WORK TASK: For each line in the material below that holds "both", copy that line.

AVAILABLE RECORDS:
PR #65, opened 2026-05-05
ID-61: Add US Core fallback profile inference for v2.2.0 PAS bundle validation

abhinandan2012:
## Summary

Implements ID-61: adds US Core 6.1.0 profile fallback for PAS v2.2 Bundle validation.

Bundle entries that receive no PAS profile via reference-based traversal are now validated against an applicable US Core 6.1.0 profile if one exists, or against the base FHIR R4 definition if no US Core profile applies. Fallback is limited to PAS v2.2.x only.

---

### Core Logic (`pas_bundle_validation.rb`)

- Adds US Core 6.1.0 fallback profile inference for Bundle entries that receive no PAS profile from reference traversal.
- Profile assignment follows this priority order:
  1. PAS reference-based traversal (existing)
  2. Declared `meta.profile` values for entries not reached by traversal (`add_declared_profiles_to_unprofiled_entries`)
  3. US Core 6.1.0 fallback (`add_us_core_profiles_to_unprofiled_entries`)
  4. Base FHIR R4 definition for entries with no applicable US Core profile (`:base_r4` sentinel, validated via `resource_is_valid?` with no profile URL)
- Fixes broken traversal of `Claim.extension:encounter` — the PAS Encounter reference uses a cross-version FHIR R5 extension not captured by generated metadata. Added manual FHIRPath traversal in `handle_claim_profile` to correctly assign `profile-encounter` to Encounter entries. Verified working via debug output confirming the path returns a `Reference` type to `Encounter/SurgicalEncounterExample`.
- Supports multi-profile US Core resources:
  - **Condition**: category-based (`encounter-diagnosis` vs `problems-health-concerns`). Falls back to `problems-health-concerns` when no known category is found.
  - **DiagnosticReport**: `LAB` category → lab profile, else note profile.
  - **Observation**: LOINC code-specific profiles first (17 mappings from US Core 6.1.0 vital signs and specialty profiles), then category-based fallback (`social-history`, `vital-signs`, `survey`, `laboratory`), then `simple-observation` as final catch-all.
- Limits fallback to PAS `2.2.x` via `us_core_profile_fallback_enabled?`. v2.0.1 bundles are completely unaffected.
- Fixes `metadata_map` to cache results per-version, preventing stale metadata when validating across multiple IG versions in the same test run.
- Adds `reset_bundle_profile_inference_state` to clear profile map and bundle entry map state between bundle validations, preventing stale data from a previous bundle affecting the next.
- Fixes `reference_elements.dup` in `extract_profiles_to_validate_each_entry` to prevent mutation of the shared metadata reference array across calls.
- Adds `profile_url_without_version` helper and uses it throughout metadata lookups so that versioned profile URLs (e.g. `url|6.1.0`) are correctly resolved against the metadata map.
- Adds `profile_url_for_validation` to correctly append version per IG:
  - US Core profiles → `|6.1.0`
  - PAS profiles → `|{pas_version}`
  - URLs already containing `|` or matching base profile → used as-is

### Validator Configuration

- Adds `hl7.fhir.us.core#6.1.0` to validator IG list for v2.2 client suite (`client/v2.2.0/client_suite.rb`) so the validator knows US Core profiles when validating Bundle entries.
- Adds `hl7.fhir.us.core#6.1.0` to v2.2 server suite via `server_suite_generator.rb` and `server_suite.rb.erb` template, using a new `validator_igs_expression` method that conditionally appends the US Core IG for v2.2.x only.

### Test Fixtures (`pas_server_v220_run_against_pas_client.json.erb`)

- Adds a `supportingInfo` entry with custom category `urn:inferno:pas-codes/default-profile-testing` (sequence 99) to all v2.2 submit request preset bundles (approval, denial, pended, must support). This category code falls outside all PAS profile slices so it is never reached by PAS reference traversal, demonstrating the fallback code path is exercised.

---

## Known Gaps / Follow-up

- **Base R4 fallback fixture**: The `:base_r4` fallback is implemented in code but no preset resource currently exercises it — every resource in the presets either has a PAS profile or a US Core profile. A follow-up should add a fixture entry for a resource type with no US Core profile (e.g. `Endpoint`) to verify this path end-to-end.

- **True US Core fallback fixture**: The `default-profile-testing` entry (sequence 99) references `DocumentReference/episode-summary`, which is already reached by PAS traversal via sequence 1 (`additionalInformation`). So the entry demonstrates the code path exists but does not fully isolate US Core fallback inference. A dedicated resource reachable only via the custom category would be needed to demonstrate true fallback in isolation.

- **Encounter extension traversal is a temporary workaround**: The `Claim.extension:encounter` FHIRPath fix in `handle_claim_profile` is a manual patch for a gap in the generated metadata. A follow-up task will investigate replacing the current traversal handling with shared metadata-driven navigation logic so extension references can be resolved without manual workarounds.

---

## Unit Testing

```sh
bundle exec rspec
bundle exec rubocop
```

---

## UI Testing Steps

Use the v2.2 client and server suites run against each other locally. See [Running Suites Against Each Other](https://github.com/inferno-framework/davinci-pas-test-kit/blob/support-v2.2.0/docs/Running-Suites-Against-Each-Other.md) for setup details.

### Setup

1. Start Inferno and open the UI.
2. Create two sessions:
   - **Client Suite**: `Da Vinci PAS Client Suite v2.2.0` (`davinci_pas_client_suite_v220`)
   - **Server Suite**: `Da Vinci PAS Server Suite v2.2.0` (`davinci_pas_server_suite_v220`)

### Run Flow

1. In the **client session**, click **Run All Tests** and proceed 
   through prompts until it waits for server interaction.
2. In the **server session**, run test groups in order:
   - Subscription Setup
   - Approval Workflow
   - Denial Workflow
   - Pended Workflow
   - Must Support and Error Handling

### What To Verify

Focus on Bundle validation result rows in both suites.

**Validator configuration:**
- Validator loads both `hl7.fhir.us.davinci-pas#2.2.0` and `hl7.fhir.us.core#6.1.0`.

**PAS profile precedence (should NOT fall back to US Core):**
- `Encounter/SurgicalEncounterExample` → validates against `profile-encounter` via `Claim.extension:encounter` FHIRPath fix. No `6.1.0` reference should appear for this resource.
- `ServiceRequest/ReferralRequestExample` → validates against `profile-servicerequest` via `requestedService` extension traversal.
- `Patient/SubscriberExample` → validates against `profile-subscriber`.

**US Core via declared meta.profile:**
- `DocumentReference/episode-summary` → validates against `us-core-documentreference|6.1.0` because it declares that profile in `meta.profile`, honoured during PAS traversal.

**General:**
- Validation succeeds if the resource conforms to at least one applicable target profile.
- No resource that has a PAS profile should fall through to US Core.

### Regression Check

Run the **PAS v2.0.1 suite** and confirm US Core fallback is **not** applied — no `us-core-*` profiles or `6.1.0` references should appear in any validation messages.

---

## Bundle Entries Using US Core Profiles

The predefined v2.2.0 PAS presets primarily exercise PAS reference-based profile inference. The following notes explain what each entry actually demonstrates.

### Declared US Core Profile via PAS Traversal

`DocumentReference/episode-summary` validates against US Core 6.1.0 because it declares a US Core profile in `meta.profile`, which is honoured by `add_declared_profiles` during normal PAS reference traversal (reached via `supportingInfo:additionalInformation`, sequence 1).

- Declared profile: `us-core-documentreference`
- Validator target: `us-core-documentreference|6.1.0`

### Custom Category Entry (sequence 99)

A `supportingInfo` entry with category `urn:inferno:pas-codes/default-profile-testing` was added to all submit request presets. This category falls outside all PAS profile slices so it is never reached by PAS traversal demonstrating the fallback code path is reachable.

In the current presets, the referenced `DocumentReference/episode-summary` already has profiles assigned from PAS traversal via sequence 1, so the fallback does not additionally fire for it in isolation. A dedicated resource reachable only via the custom category would be needed to fully demonstrate true US Core fallback inference in isolation (tracked in Known Gaps above).

### PAS Profile Precedence

- `ServiceRequest/ReferralRequestExample` → `profile-servicerequest` (via `Claim.item.extension:requestedService` traversal)
- `Encounter/SurgicalEncounterExample` → `profile-encounter` (via `Claim.extension:encounter` FHIRPath fix in `handle_claim_profile`)


lib/davinci_pas_test_kit/cross_suite/pas_bundle_validation.rb
```diff
@@ -246,6 +319,146 @@ def validate_bundle_entries_against_profiles(version)
...
+        profile_urls = us_core_profile_urls_for_resource(resource)
+        profile_urls = [BASE_R4_PROFILE] if profile_urls.blank?
+
+        profile_urls.each do |profile_url|
+          add_resource_target_profile_to_map(resource_full_url, resource, profile_url)
+        end
+      end
+    end
+
+    def add_declared_profiles_to_unprofiled_entries(bundle_entry, version)
```
karlnaden: I think I see what this method is doing
- prioritize declared profiles in meta.profile before defaulting to us core / base resource profiles
- add additional profile constraints on referenced instances based on declared meta.profile to catch references not discovered during the primary reference walk to further avoid defaulting

However, I don't think this is the right approach for two reasons:
1. declared profiles are system-added constraints that don't come from the PAS IG. The validator will use those declared profiles in its validation, but we don't need to validate the references as well because it isn't part of the IGs requirements.
2. The concern about "missed" references is warranted, but misplaced. Based on a review of PAS profiles, all references in PAS profiles that constrain profiles are marked as must support meaning that they should be captured in the extracted metadata and checked for references during the primary reference walk. Thus, I think our efforts should be focused on making sure that the metadata extraction and reference walk are complete is how to handle this potential gap.

Based on that, my recommendation is to remove this method and stick with the two step process: primary reference walk using metadata followed by defaulting to us core / base fhir resource definitions for entries not reached by the walk. We'll work on resolving any issues in the primary reference pass separately.

karlnaden (changes requested):

lib/davinci_pas_test_kit/cross_suite/pas_bundle_validation.rb
abhinandan2012: Fixed by removing the declared meta.profile pass for unreached bundle entries. The flow is now PAS metadata traversal first, then US Core fallback, then base R4 fallback only for entries not reached by that traversal.

lib/davinci_pas_test_kit/cross_suite/pas_bundle_validation.rb
```diff
@@ -246,6 +318,129 @@ def validate_bundle_entries_against_profiles(version)
...
+
+    def category_code_present?(resource, code, system:)
+      codeable_concept_has_code?(resource.category, code, system:)
+    end
+
+    def codeable_concept_has_code?(codeable_concepts, code, system: nil)
+      systems = Array(system).compact
+      Array(codeable_concepts).compact.any? do |codeable_concept|
+        Array(codeable_concept&.coding).compact.any? do |coding|
+          coding.code == code && (systems.blank? || coding.system.blank? || systems.include?(coding.system))
```
karlnaden: What is the purpose behind this permissiveness around the system? It looks like all calls to this method include a specific system. Shouldn't the method require one to be provided and require the system to be present? Is there a case you think that is the wrong semantics?

karlnaden (changes requested):

lib/davinci_pas_test_kit/cross_suite/pas_bundle_validation.rb
abhinandan2012: The permissive check was meant to avoid missing category/code matches when codings omit `system`, but looking through the current callers, I agree stricter semantics are more appropriate since they all pass explicit systems. I’ve updated this to require `coding.system` to match the provided system.

karlnaden (approved):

SOLUTION FOR THIS EXERCISE:
Focus on Bundle validation result rows in both suites.
- Validator loads both `hl7.fhir.us.davinci-pas#2.2.0` and `hl7.fhir.us.core#6.1.0`.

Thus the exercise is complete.